> **Exercise details**
Copy every entry below, exactly and in full.

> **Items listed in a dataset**
━━━━━━

PR #952, opened 2020-01-09
fix(data_structures): update reveal stage on zero reveals

### LINKED ISSUE #945: Fix missing reveals remediation
While creating tally transactions nodes should take into account the `extra_reveal_rounds` parameter in order to avoid DoS from committers.

In case of 0 revealers and the extra reveal rounds are over, the tally should be resolved as `RadonError`.

tmpolaczyk:
Fix #945

### DIFF
--- a/rad/src/types/mod.rs
+++ b/rad/src/types/mod.rs
@@ -296,6 +296,12 @@ impl TryFrom<&cbor::value::Value> for RadonTypes {
                                                 }
                                             }
                                         }
+                                        RadonErrors::NoReveals => {
+                                            return Err(RadError::NoReveals);
+                                        }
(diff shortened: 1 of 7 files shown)


rad/src/types/mod.rs
```diff
@@ -296,6 +296,12 @@ impl TryFrom<&cbor::value::Value> for RadonTypes {
                                                 }
                                             }
                                         }
+                                        RadonErrors::NoReveals => {
+                                            return Err(RadError::NoReveals);
+                                        }
+                                        RadonErrors::Unknown => {
```
lrubiorod: It is not necessary now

━━━━━━

> **Result for this task**
PR #952, opened 2020-01-09
fix(data_structures): update reveal stage on zero reveals

### LINKED ISSUE #945: Fix missing reveals remediation
While creating tally transactions nodes should take into account the `extra_reveal_rounds` parameter in order to avoid DoS from committers.

In case of 0 revealers and the extra reveal rounds are over, the tally should be resolved as `RadonError`.

tmpolaczyk:
Fix #945

### DIFF
--- a/rad/src/types/mod.rs
+++ b/rad/src/types/mod.rs
@@ -296,6 +296,12 @@ impl TryFrom<&cbor::value::Value> for RadonTypes {
                                                 }
                                             }
                                         }
+                                        RadonErrors::NoReveals => {
+                                            return Err(RadError::NoReveals);
+                                        }
(diff shortened: 1 of 7 files shown)


rad/src/types/mod.rs
```diff
@@ -296,6 +296,12 @@ impl TryFrom<&cbor::value::Value> for RadonTypes {
                                                 }
                                             }
                                         }
+                                        RadonErrors::NoReveals => {
+                                            return Err(RadError::NoReveals);
+                                        }
+                                        RadonErrors::Unknown => {
```
lrubiorod: It is not necessary now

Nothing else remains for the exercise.